# My 1st days gold and silver buying trades ! :D



## mkrichard (Oct 14, 2010)

Ok so this is my 1st day of buying stuff from the public, not friends or family...
I think some of you wil think im lieing about this, im not. I struck lucky, went to one customers house and she had all of this !!!

http://img218.imageshack.us/i/14102010022.jpg/

http://img508.imageshack.us/i/14102010023.jpg/

The next few hours im going to be busy testing this stuff! 

70g sterling silver
54g Gold ( not sure on K yet but allot is 18k ) and alot is antiques, diamond rings, cameo etc


----------



## nickvc (Oct 14, 2010)

Good start.
I wouldn't get too excited about the antique side of things,most these days end up in the pot unless they are of high quality or by a good maker.
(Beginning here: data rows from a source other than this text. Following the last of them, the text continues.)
PR #260, opened 2020-03-17
Fix output and help text

kalensk:
This adds the following missing idl.Substeps:
- idl.Substep_CREATING_DIRECTORIES,
- idl.Substep_GENERATING_CONFIG,
- idl.Substep_START_HUB,
- idl.Substep_RETRIEVE_SOURCE_CONFIG,
- idl.Substep_CHECK_DISK_SPACE,

Thus, the correct help text for initialize is being produced. In
initialize we now use these idl.Substep enum's instead of their
hardcoded descriptions.

While adding the above enums to initialize we ran into needing to add one for checkVersion which is no longer being used, so we decided to remove it.

Further work could investigate if initialize.go could follow the same pattern of `step.Begin` as found in execute.go and finalize.go.


cli/commanders/steps_test.go
```diff
@@ -264,14 +264,12 @@ func TestSubstep(t *testing.T) {
 	d := bufferStandardDescriptors(t)
 	defer d.Close()
 
-	description := "my description"
-
 	var err error
-	s := commanders.Substep(description)
+	s := commanders.Substep(idl.Substep_CREATING_DIRECTORIES)
```
jchampio: This file's changes belong in the next commit.

kalensk:
> protobuf need to know about actions that are client-only

I wanted a single source of truth for all steps as an enum. Protobuf seemed like the best choice for now.

berlin-ab:
It makes sense to have a single source of truth. Protobuf is currently the keeper of the domain knowledge of the substeps.

jchampio:
> [Jacob] This feels like a hack...

(It was pointed out to me that this is not especially helpful. I wasn't trying to cast aspersions on the code -- I apologize. After all, I think was the one who introduced those hard-coded strings to begin with...)

> Currently, we have hard coded strings as well as enum substeps, etc. To me consolidating felt like the better option/tradeoff even if its for the CLI and not protobuf specific.

I think this is fair. I'm pretty sensitive at the moment to coupling UI-specific concerns to network concerns, as I think the substep system is already doing that a little too much at the moment, and every step we take in that direction gives that more inertia. But an ideal fully decoupled system is probably a ways off, and in the meantime this particular change shouldn't push any problems on the developer.

(To give you an idea of where I'm trying to go, I'd like to eventually switch to Go's localization framework (`x/text`/`gotext`) so that we can have the product team control aspects of the UI directly using JSON. I'm hoping that will let us put the UI specifics in a single place, while also not forcing us to push every related UI concern into a single code structure in Go.)

kalensk:
> (It was pointed out to me that this is not especially helpful. I wasn't trying to cast aspersions on the code -- I apologize. After all, I think was the one who introduced those hard-coded strings to begin with...)

From my perspective, no reason to apologize from my end. Your comment made sense to me and was coming out of a place of care for the code.
 
> I think this is fair. I'm pretty sensitive at the moment to coupling UI-specific concerns to network concerns, as I think the substep system is already doing that a little too much at the moment, and every step we take in that direction gives that more inertia. But an ideal fully decoupled system is probably a ways off, and in the meantime this particular change shouldn't push any problems on the developer.

> (To give you an idea of where I'm trying to go, I'd like to eventually switch to Go's localization framework (`x/text`/`gotext`) so that we can have the product team control aspects of the UI directly using JSON. I'm hoping that will let us put the UI specifics in a single place, while also not forcing us to push every related UI concern into a single code structure in Go.)

Sure makes sense, and as noted I don't think we are quite there yet. This PR is trying to collect everything in one place to _hopefully_ make the changes you suggested a bit easier. I think adding a story, prioritizing, and making an effort towards decoupling as suggested would be a great approach.

cli/commanders/steps_test.go
jmcatamney: Fixed.

PR #261, opened 2020-03-18
Move shutdown source cluster help text into execute.

berlin-ab:


berlin-ab:
Oops, this is resolved by #260.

Diamonds in rings, again so many around that their value has also dropped to a silly value unless their of good colour and clarity and weigh at least a quarter of a carat or are really pretty settings and mounts. Cameos ,unless hard stone or extremely fine same again. 
Check out Fellows and Sons online and you will see what I mean,the gold price has signed the death knell for many average antique pieces which when the price was around £3 a gram for 9 ct would have fetched double that easily but at around £10 a gram it's melt time.
Keep any stones you can get out they have a value and buy a diamond tester to make sure that's what you have.
Happy hunting.


----------



## mkrichard (Oct 14, 2010)

Surely these must be worth more than spot  

http://img692.imageshack.us/i/14102010025.jpg/

http://img225.imageshack.us/i/14102010026.jpg/


----------



## nickvc (Oct 14, 2010)

Does the first ring in the picture have CZ stamped inside it?
If it does that stands for cubic zirconia,they are twice as heavy as diamonds and will show signs of wear on the table and facets.
The cameo to me looks like what people call pinchback which was a metal made to look like gold,it might just be the darkness of the photo, the cameo isn't particulary well carved so unless it's hard stone it's worth nothing(hard stone means what it says it's not shell but stone ).
Sorry but as I said it's not easy to find items worth more than the scrap value at present.
When buying stone set scrap you need to allow for the weight of stones,some heavily set bracelets can have nearly 3 - 5 grams of CZs in them. Take some out and weigh them get used to calculating the weights or lose money.


----------



## mkrichard (Oct 16, 2010)

http://img137.imageshack.us/g/img0102mcv.jpg/

Anthing worth saving out of that its all good condition jewllery.
And yes it does say C/Z and the cameo is 9ct gold as i have tested it. 
Do you think any of that would sell for above spot on ebay ?


----------



## nickvc (Oct 16, 2010)

mkrichard said:


> http://img137.imageshack.us/g/img0102mcv.jpg/
> 
> Anthing worth saving out of that its all good condition jewllery.
> And yes it does say C/Z and the cameo is 9ct gold as i have tested it.
> Do you think any of that would sell for above spot on ebay ?


. 

Can't comment on e bay never used it never will, it might be worth a try as some things seem to fetch silly money,the cameo will weigh maybe 2 or 3 grams and CZs are twice the weight of diamonds,the call is yours can't really advise you but don't be surprised if they sell below scrap or close to it,the antique and second-hand market is gone except for exceptional pieces because of the gold price!


----------